Typical repository layout:
/data
/synthetic
/images # RGB frames (1920x1080)
/masks # Binary segmentation masks (same resolution)
/real
/images # Real frames used for validation
/masks # Manually annotated masks (Label Studio)
README.md
paper.pdf # Submitted to ISBI 2026
scripts/ # Maya + Python scripts to generate the dataset
models/ # Example training scripts and checkpoints
Note: The exact folder names and structure in your clone may vary. Check the repository root for the definitive layout.
- Clone the repository:
git clone https://github.com/EIDOSLAB/Sintetic-dataset-DaVinci.git
cd Sintetic-dataset-DaVinci- Inspect data (example):
ls data/synthetic/images | head
ls data/synthetic/masks | head- Example training (PyTorch / U-Net):
- Preprocess images to the chosen input size (e.g. 256×256).
- Use standard augmentations (flips, translations, color jitter).
- Train with a combined real/synthetic ratio
α(see paper): experiments show balanced mixes (e.g. α ≈ 0.4–0.5) often improve generalization.
See scripts/ for provided training examples and reproduction instructions.
The generation pipeline is implemented in Python and runs in Autodesk Maya's standalone mode.
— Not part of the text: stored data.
PR #239, opened 2021-08-18
Use the same semi-infinite scrolling for the notification overview

sukhwinder33445:


nilmerg (changes requested):
Since this is mostly the same code as for the history overview, I'd like to see a trait being used for this functionality:

* Create a new trait `Icinga\Module\Icingadb\Common\LoadMore`
* Put the new properties of `NotificationList` and methods into this trait (except `init`)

Key script capabilities:
- Import and clean photogrammetry-derived meshes of the Da Vinci arms.
- Procedural texture placement including blood patches.
- Randomized animation of multiple arms using seeded sinusoidal curves.
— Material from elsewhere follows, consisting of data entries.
PR #240, opened 2021-08-18
HostMetaInfo: Add dots instead of underscores

sukhwinder33445:
To avoid that users misinterpret the host detail labels as filter columns.

### DIFF
--- a/library/Icingadb/Widget/Detail/HostMetaInfo.php
+++ b/library/Icingadb/Widget/Detail/HostMetaInfo.php
@@ -31,12 +31,12 @@ class HostMetaInfo extends BaseHtmlElement
     protected function assemble()
     {
         $this->addHtml(
-            new VerticalKeyValue('host_name', $this->host->name),
+            new VerticalKeyValue('host.name', $this->host->name),
             new HtmlElement(
                 'div',
                 null,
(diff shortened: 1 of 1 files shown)


library/Icingadb/Widget/Detail/HostMetaInfo.php
```diff
@@ -31,15 +31,15 @@ public function __construct(Host $host)
...
                 'div',
                 null,
-                new HorizontalKeyValue('host_address', $this->host->address ?: '-'),
-                new HorizontalKeyValue('host_address_v6', $this->host->address6 ?: '-')
+                new HorizontalKeyValue('host.address', $this->host->address ?: '-'),
+                new HorizontalKeyValue('host.address6', $this->host->address6 ?: '-')
             ),
             new VerticalKeyValue(
-                'last_state_change',
+                'host.state.last_state_change',
```
nilmerg, line 42: We should leave the relation path out here, the column name explains enough that it's not strictly required. Otherwise the host name is cut if the v6 address is very long:

Screenshot from 2021-08-19 08-29-58
Screenshot from 2021-08-19 08-29-42

nilmerg (changes requested):

nilmerg (approved):

PR #243, opened 2021-08-19
Bugfix ObjectInspectionDetail::formatTimestamp()

### LINKED ISSUE #242: Uncaught Error: Call to a member function setTimezone() on bool
## Describe the bug
When pressing any service object in `Services` which is in the `NOT-AVAILABLE` state and navigating to the `Source` tab, you will encounter the following error message.

Bildschirmfoto 2021-08-19 um 11 24 39

sukhwinder33445:
fixes #242


sukhwinder33445:
It works well now, but I wonder how? 🤣  🙈

sukhwinder33445:
I found the reason. $ts was 0.0 (float) and therefore `0.0 === 0` was wrong.

nilmerg (approved):

PR #245, opened 2021-08-19
configuration.php: Add service grid icon

sukhwinder33445:


sukhwinder33445:
I actually wanted to add the "th-thumb-empty" icon, but it didn't work. Do you know the reason for this @nilmerg @flourish86 ?

nilmerg:
> I actually wanted to add the "th-thumb-empty" icon, but it didn't work. Do you know the reason for this

Because it [doesn't exist](https://fontawesome.com/v5.15/icons?d=gallery&p=2&q=th-thumb-empty&m=free).

nilmerg:
I'm not sure the `th-` icons even fit for this here. They're usually related to interactable elements (such as sub-menus). Maybe we should still use the icon for services as previously intended?

sukhwinder33445:
You mean this one: 
Screenshot 2021-08-20 at 12 21 57

Should I add it?

nilmerg (approved):

PR #246, opened 2021-08-20
Check and fix licence header

sukhwinder33445:


nilmerg (changes requested):
There's still `Sni.php`, `PivotTable.php` and `ProblemToggle.php` which miss the header

sukhwinder33445:
Oh, sorry, I don't know how I missed that?😕

nilmerg (approved):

- Automatic rendering of RGB frames and per-object ID masks.
- Greenscreen generation and automatic playlist-based batch rendering.
To reproduce the synthetic dataset you will need:
- Autodesk Maya with Python API access (used in batch/standalone mode).
- The
scripts/folder from this repository (Maya scripts and helper utilities). - The 3D models (photogrammetric meshes) present in
models/or a path configured in the generator scripts.
The submitted paper evaluates segmentation performance for U-Net backbones (ResNet18, VGG16, ResNeXt-50) trained with varying fractions of synthetic images (α). Main findings:
- A balanced mix of real and synthetic images improves IoU on real test sets compared to using only real images.
- Excessive reliance on synthetic-only training can introduce domain shift that degrades performance.
- With a small-scale real set, adding ~40–50% synthetic images substantially increased IoU (reported in the manuscript).
For full experimental details, figures, and quantitative results, see the submitted manuscript included in this repository.
If you use this dataset or the generation pipeline, please cite the submitted work:
G. Chiesa, R. Borra, V. Lauro, S. De Cillis, D. Amparore, C. Fiori, R. Renzulli, M. Grangetto,
"Synthetic dataset generation and validation for robotic surgery instrument segmentation," submitted to ISBI 2026.
Paper (submitted): /mnt/data/1571225924 paper.pdf
@unpublished{Chiesa2025_SinteticDaVinci,
title = {Synthetic dataset generation and validation for robotic surgery instrument segmentation},
author = {G. Chiesa and R. Borra and V. Lauro and S. De Cillis and D. Amparore and C. Fiori and R. Renzulli and M. Grangetto},
note = {Submitted to ISBI 2026. Paper available in repository},
year = {2025}
}See the LICENSE file in the repository. If no license is included, please contact the authors before reusing the data or code.
If you have questions, want to reproduce the experiments, or contribute:
- Open an issue or pull request on the GitHub repository: https://github.com/EIDOSLAB/Sintetic-dataset-DaVinci
- For direct contact, please use the corresponding author's details as listed in the manuscript.
This work was developed at the University of Turin. The project makes use of Autodesk Maya, photogrammetry tools, and open-source deep learning frameworks. Ethical compliance: the study was performed in accordance with the Declaration of Helsinki and approved by the institutional ethics committee; all patient data were anonymized.
Status: Manuscript submitted to ISBI 2026 — see included paper.pdf.